Don't worry about getting too much in the ear.  It won't hurt him.  I don't bother trying to get "exactly" two drops or however much it says to give.  As long as you have enough to last  for the whole 10 days just try to get a good squeeze in there.


----------



## kimberf

Honestly, I wouldn't worry about the Benadryl for ten days.  I've been using the cream (not tablets) on myself for about that long now, and I've certainly taken steroids for inflammation much longer, as well as given them to pets.  Ten days really isn't that long, and Benadryl is pretty mild.  Maybe try it and see, and after a few days, he may get a little more used to it anyway.


----------



## Cindi

There is no "letting you do something" when it comes to ear drops and dogs. LOL  You just have to sneak up, do the deed as fast as possible and give treats. I had a Greyhound foster dog that came with a bad ear infection. I would sneak up on him while asleep (just make sure he doesn't have any sleep aggression) and put the drops in. Never knew what hit him. LOL


----------



## rainedrop1019

I agree that you just have to do it. My dogs are relatively on the smaller/medium side so I make them sit and kind of squat and sandwich them between my knees so they don't run away, put in the medicine, give them a treat and praise them and let them go on their way. They don't like it but I know they need it so I don't feel too bad about forcing them into it.


----------



## Odebdo

I have labs, so it was fairly easy as I did not have to worry about hurting them as much...but I just held his head and made him do it...I also learned at night to sneak up when he was napping...but I agree...benadryl is not horrible on dogs...granted, on mine it really doesn't alter their moods much...


----------



## Saviola

I work at a Vet clinic and this is a common issue. I would say first try distracting him with a treat while trying to apply the ear flush. I am sure the doctor gave you antibiotics and normally these are enough to fight off infection. Did he also give you an ointment?


----------



## glamgirl84

Thanks everyone! Sneaking up while he's napping is such a good idea and it worked like a charm this morning He was a little startled but the whole thing was so much easier than trying to calm him down and hold his head in place etc. I don't know why I didn't think of it myself! Thanks!


----------



## aaallabama

Cindi said:


> There is no "letting you do something" when it comes to ear drops and dogs. LOL  You just have to sneak up, do the deed as fast as possible and give treats. I had a Greyhound foster dog that came with a bad ear infection. I would sneak up on him while asleep (just make sure he doesn't have any sleep aggression) and put the drops in. Never knew what hit him. LOL



_*^^ LOL!!!*_ :lolots:


----------



## aaallabama

buttercup784eve said:


> How big is your dog?  Mine is pretty big so I don't have to worry about jabbing too far down with the tip of the ear drops.  If your guy is smaller this may not work.  I just try to be as quick as possible. * Grab his head, flip back the ear, insert tip of medicine and squeeze.  Then he gets a treat.  I try to get the tip as far down as I can so the medicine doesn't drip out, and then I flip his ears back over and rub them.*
> 
> Don't worry about getting too much in the ear.  It won't hurt him.  I don't bother trying to get "exactly" two drops or however much it says to give.  As long as you have enough to last  for the whole 10 days just try to get a good squeeze in there.

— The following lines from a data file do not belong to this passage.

Issue #508, opened 2018-10-26
Failed to execute 'postMessage' on 'DOMWindow'


Tresky:
I last worked on my project about a month ago. At that time, I was able to get Youtube videos to load and play properly in react-player. After coming back, I've discovered that something seems to have changed and now the video won't load. I end with the following error:
```
Failed to execute 'postMessage' on 'DOMWindow': The target origin provided ('https://www.youtube.com') does not match the recipient window's origin ('http://localhost:8000').
```
I've looked up some StackOverflow questions about it and I've read that it's an error coming from the Youtube iFrame API when you make a request for a Youtube video over http instead of https. I put some logging in the react-player library and saw that the requests are supposedly being made over https, so I don't think that's the issue I'm having here.

Does anyone have any insight into this?

As an aside, I'm using Gatsby as my platform. Not sure if this really matters.

NathanielHill:
I'm getting the same warning although the videos work, did you resolve it?

lloydh:
@Tresky I'm getting this too. Any tips on a fix?

Tresky:
@NathanielHill @lloydh Hey guys. Whenever I was working on this, I discovered that I get the error mentioned above, but the player still functions properly. I never found a solution to stop this error from appearing.

carpben:
I'm getting this error too. 
@CookPete , Are you aware of this issue? 
@Tresky , you closed the issue, even though it's relevant and hasn't been resolved. Do you mind reopening it? 
![image](https://user-images.githubusercontent.com/13496178/51187720-175c1980-18e5-11e9-9283-5b9535ceda32.png)

Tresky:
I've reopened this issue because it seems to be a common problem experienced by many people. Hopefully, we can find a solution here.

Does the issue happen only on page load? Do all postMessage events function properly after the initial page load? It could be that events are trying to be [posted to the hidden iframe before it gets loaded fully](https://stackoverflow.com/questions/22194409/failed-to-execute-postmessage-on-domwindow-the-target-origin-provided-does).

CookPete:
I'm aware of the issue, but afaik it's a problem with with the Youtube iFrame API based on whatever URL you are calling the API from, and it's not very consistent. This issue should remain closed unless there is a specific problem that ReactPlayer is causing.

There are plenty of mentions of the error elsewhere: https://www.google.com/search?q=youtube+iframe+Failed+to+execute+%27postMessage%27+on+%27DOMWindow%27%3A

[...]

PR #1118, opened 2021-01-03
Fix/extract youtube config

iaarnio:
## Description

According to docs youtube config parameters are extracted from youtube key:

```
There is a single config prop to override settings for each type of player:

<ReactPlayer
  url={url}
  config={{
    youtube: {
      playerVars: { showinfo: 1 }
    },
    facebook: {
    ...
```

However, in reality these where extracted from top level.  Therefore user settings were practically ignored.

Note that is is potentially breaking change if some library users have used the youtube configs from top level (against what is instructed documentation).

## Solution

Extract youtube configs under youtube key as documented.

## Notes

I come across this when trying to find solution for an old issue https://github.com/cookpete/react-player/issues/508
To my understanding this can be solved by passing `enablejsapi: 1` as playerVar (with explicit origin too if needed).

However, I was unable to get this working until I figured out that youtube playerVars were extracted differently than documentation explains.

### DIFF
--- a/src/players/YouTube.js
+++ b/src/players/YouTube.js
@@ -29,7 +29,7 @@ export default class YouTube extends Component {
 
   load (url, isReady) {
     const { playing, muted, playsinline, controls, loop, config, onError } = this.props
-    const { playerVars, embedOptions } = config
+    const { youtube: { playerVars, embedOptions } } = config
     const id = this.getID(url)
     if (isReady) {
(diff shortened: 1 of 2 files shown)


cookpete:
As of `v2.0`, you no longer need to specify the `youtube` key in the `config` prop. Both the old style and new style will work, so it was not a breaking change.

https://github.com/cookpete/react-player/blob/master/MIGRATING.md#the-config-prop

^^ yep, i use this technique on my bichon too...he's also getting drops 2x a day for an ear infection right now!!!...what i've done with things like medication & tooth brushing is to turn it into a game...i make up a cute, little song about cleaning his ears, start singing it to him, open the refrigerator, get the ear drops out & then he follows me into the bathroom & gets into position (lol!!!)...he lies down on a towel, i move his head to the side, turn over his ear, put the drops in, fold it back over & rub it a little...afterwards, he excitedly follows me back to the refrigerator for his favorite treat (baby carrots)...needless to say, he loooooooves getting his ear drops now!!!


----------



## glamgirl84

aaallabama said:


> ^^ yep, i use this technique on my bichon too...he's also getting drops 2x a day for an ear infection right now!!!...what i've done with things like medication & tooth brushing is to turn it into a game...i make up a cute, little song about cleaning his ears, start singing it to him, open the refrigerator, get the ear drops out & then he follows me into the bathroom & gets into position (lol!!!)...he lies down on a towel, i move his head to the side, turn over his ear, put the drops in, fold it back over & rub it a little...afterwards, he excitedly follows me back to the refrigerator for his favorite treat (baby carrots)...needless to say, he loooooooves getting his ear drops now!!!


 
That is sooo cute! My dog is a little cockapoo so he's probably about the same size as your bichon- I may try this! He loveeeeeeeeees getting his teeth brushed- he'll lie down in position too, it's so cute, but the ear drops not so much! I hope your little man's ear gets better!


----------



## LSnyder

LOL I have two Boxers who HATE ear drops.  Hubby holds, I get their head into position, and then put in the ears, all while we bribe them with lots and lots of treats (about 3 an ear).  My oldest one will jump on the couch to get a treat, but then jumps right off, we got wise to that quickly.  It doesn't matter if it is in the am, pm, if they are sleepy, or not.  They always HATE IT!!!!


----------



## lvchicago

Try peanut butter on the roof of his mouth and then blast the ear drops in.  I had a doggie who's ear infection was so bad that she was happy when I cleaned them out and gave her drops cause it made the "owwa" feel better


----------



## aaallabama

glamgirl84 said:


> That is sooo cute! My dog is a little cockapoo so he's probably about the same size as your bichon- I may try this! He loveeeeeeeeees getting his teeth brushed- he'll lie down in position too, it's so cute, but the ear drops not so much! I hope your little man's ear gets better!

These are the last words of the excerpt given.